De este modo, serían dos en coincidir desde el espacio editorial con los “objetivos” enunciados desde las altas esferas del gobierno, aunque en algunas temáticas, como la que aquí estudiamos, comenzaran a fijarle “plazos”, señalándole sus “incoherencias”. Poniendo un particular interés en la equiparación de “medios privados” con “pluralismo de ideas”, El Día volvía a enarbolar como principio de autoridad, el espíritu liberal de la Constitución y los propios dichos castrenses. Evidentemente, insistía en la estrategia de poner a la dictadura “frente al espejo” de sus propias afirmaciones instándola al cumplimiento de la palabra empeñada. En tal sentido enfatizaría críticamente, sobre el tiempo transcurrido y la falta de materialización de los compromisos asumidos por “un proceso que tiene entre sus objetivos la restitución a la gestión privada” (7/2/80) de los órganos de comunicación. Aquí la inclusión del término “restitución”, como antes La Prensa empleó “reintegrar”, no puede ser interpretado sino como devolución a sus “legítimos” propietarios. Hacia el final el mensaje abogaba por que “la consecuente diversificación se constituya en un aporte real para el desarrollo de una verdadera democracia” (ED, 7/2/80).
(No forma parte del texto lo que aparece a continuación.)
PR #3480, opened 2025-10-07
feat(storage): accept String payload for write_object

dbolduc:


coryan (approved):
> I guess one could also use `String::as_str`, but fewer utterances are better for our customers.

I don't think so. I think we only accept `&'static str`s. But yeah, they could say `bytes::Bytes::from(s)`.

I was just surprised `String` didn't work and the compiler suggestions relied on knowledge of `BytesSource` to be useful. :shrug:

PR #3481, opened 2025-10-07
impl(gax-internal): Update error reporting in HttpSpanInfo

westarle:
This PR enhances error reporting for HTTP client spans in `google-cloud-gax-internal` by introducing a structured `ErrorType` enum.

**Changes:**

*   Replaced the string-based `error_type` in `HttpSpanInfo` with the new `ErrorType` enum.
*   Implemented logic within `ErrorType` to classify errors from HTTP responses and `reqwest` client errors.
*   Added methods to `ErrorType` to generate values for `error.type`, `rpc.grpc.status_code`, and `grpc.status` attributes.
*   Updated span creation and attribute recording to use `ErrorType`, ensuring these new attributes are included on error spans.
*   Refactored tests to align with these changes.

This change improves the clarity and consistency of error information on OpenTelemetry spans.

For #3239

### DIFF
--- a/src/gax-internal/src/observability/errors.rs
+++ b/src/gax-internal/src/observability/errors.rs
@@ -62,21 +62,18 @@ impl ReqwestErrorDetails for reqwest::Error {
 }
 
 impl ErrorType {
-    pub(crate) fn from_reqwest_error(err: &dyn ReqwestErrorDetails) -> Self {
-        if err.is_timeout() {
-            ErrorType::ClientTimeout
-        } else if err.is_connect() {
-            ErrorType::ClientConnectionError
-        } else if err.is_request() {
-            ErrorType::ClientRequestError
-        } else if err.is_body() {
-            ErrorType::ClientRequestBodyError
-        } else if err.is_decode() {
-            ErrorType::ClientResponseDecodeError
-        } else if err.is_redirect() {
-            ErrorType::ClientRedirectError
-        } else {
-            ErrorType::Internal
+    pub(crate) fn from_reqwest_error<E>(err: &E) -> Self
+    where
+        E: ReqwestErrorDetails,
+    {
+        match err {
+            e if e.is_timeout() => ErrorType::ClientTimeout,
+            e if e.is_connect() => ErrorType::ClientConnectionError,
+            e if e.is_request() => ErrorType::ClientRequestError,
+            e if e.is_body() => ErrorType::ClientRequestBodyError,
+            e if e.is_decode() => ErrorType::ClientResponseDecodeError,
+            e if e.is_redirect() => ErrorType::ClientRedirectError,
+            _ => ErrorType::Internal,
         }
     }
 
@@ -134,6 +131,7 @@ impl ErrorType {
 pub(crate) mod tests {
     use super::*;
     use http::StatusCode;
+    use test_case::test_case;
 
     #[derive(Default)]
     pub struct MockReqwestError {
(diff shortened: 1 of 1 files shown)


src/gax-internal/src/observability.rs
```diff
@@ -71,6 +77,105 @@ impl OtelStatus {
...
+    ClientRequestBodyError,
+    ClientResponseDecodeError,
+    ClientRedirectError,
+    ClientAuthenticationError,
+    Internal,
+}
+
+impl ErrorType {
+
+    pub(crate) fn from_reqwest_error(err: &reqwest::Error) -> Self {
```
westarle: Any ideas how to test this?  reqwest::Error is hard to mock or create.

coryan: It is indeed.  There are several approaches here

* The lazy person approach (what I do): create an http server that returns an error can make a call to it.
* Create a local trait that is implemented by `reqwest::Error` and some local type that also implements the trait and you use for testing.

src/gax-internal/src/observability/errors.rs
```diff
@@ -0,0 +1,388 @@
+// Copyright 2025 Google LLC
```
dbolduc, line 1: Code looks good, but we need to include `mod errors` in `observability.rs` to be sure

westarle: done!

westarle:
Thanks for the review @dbolduc please note the scope change (I integrated it with tracing code.)

src/gax-internal/src/observability/errors.rs
```diff
@@ -0,0 +1,329 @@
...
+    fn is_decode(&self) -> bool {
+        self.is_decode()
+    }
+    fn is_redirect(&self) -> bool {
+        self.is_redirect()
+    }
+}
+
+impl ErrorType {
+    pub(crate) fn from_reqwest_error(err: &dyn ReqwestErrorDetails) -> Self {
```
coryan: Prefer generics over `dyn`:


```suggestion
    pub(crate) fn from_reqwest_error<E>(err: &E) -> Self 
    where E: ReqwestErrorDetails {
```

src/gax-internal/src/observability/errors.rs
```diff
@@ -0,0 +1,329 @@
...
+        if err.is_timeout() {
+            ErrorType::ClientTimeout
+        } else if err.is_connect() {
+            ErrorType::ClientConnectionError
```
coryan: optional: I think I would have used a match:


```suggestion
       match err {
         e if e.is_timeout() => ErrorType::ClientTimeout.
         e if e.is_connect() => ErrorType::ClientConnectionError.
         ... ...
         _ => Error::Internal
```

src/gax-internal/src/observability/errors.rs
```diff
@@ -0,0 +1,329 @@
...
+
+    fn client_error(error_type: ErrorType, name: &str, code: Code) -> (ErrorType, String, Code) {
+        (error_type, name.to_string(), code)
+    }
+
+    #[test]
+    fn test_error_type_conversions() {
+        // Table of test case tuples.
+        // (error_type: ErrorType, expected_as_str: String, expected_grpc_code: Code)
+        let test_cases = vec![
```
coryan: Why not [test_case](https://docs.rs/test-case/3.3.1/test_case/)?  We use that in a lot of places with good results.

src/gax-internal/src/observability/errors.rs
```diff
@@ -0,0 +1,329 @@
...
+                expected_grpc_code.name().to_string(),
+                "grpc_status for {:?}",
+                error_type
+            );
+        }
+    }
+
+    #[test]
+    fn test_from_reqwest_error() {
+        let test_cases = vec![
```
coryan: Ditto, why not `test_case`?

Todo este andamiaje discursivo con el que se comenzó a “hostigar” al gobierno[42], fue el que con seguridad condujo al Herald, quien no venía editorializando en torno a la cuestión de la ley de Radiodifusión, a expresarse. Quizá el comportamiento de sus colegas, tan “oficialistas” a comienzos de la gestión de Videla y tan “opositores” hacia el final, haya provocado en el diario escrito en inglés una aguda observación, de esas a las que su público estaba acostumbrado. La disconformidad llevada al plano editorial, lo hacía corroborar lo que definiera, apelando a una suerte de “sociología doméstica” como una falencia nacional: “el paso del periodismo de la indiscutida aceptación de la excelencia del gobierno en general a la aparente convicción de que no sabe hacer nada correctamente es el principal obstáculo en la senda hacia una Argentina nueva y mejor” (11/7/80). Senda que indudablemente, no contemplaba necesariamente a sanción de la ley por la que luchaban los otros dos diarios. Irónico y mordaz, así como no escatimó críticas al gobierno o al comportamiento de la ciudadanía en los años más duros, en momentos en los que comenzaba a vislumbrarse una cierta apertura política, se mostraba altamente preocupado por el viraje de sus pares. Su intención además, era alertar sobre la reacción que esas criticas podrían despertar en los sectores más reaccionarios de las fuerzas armadas frustrando el tránsito hacia la democracia. El tono daba cuenta de la especial angustia con que vivía el Herald[43] la posibilidad de que se cerrara el camino hacia la institucionalización.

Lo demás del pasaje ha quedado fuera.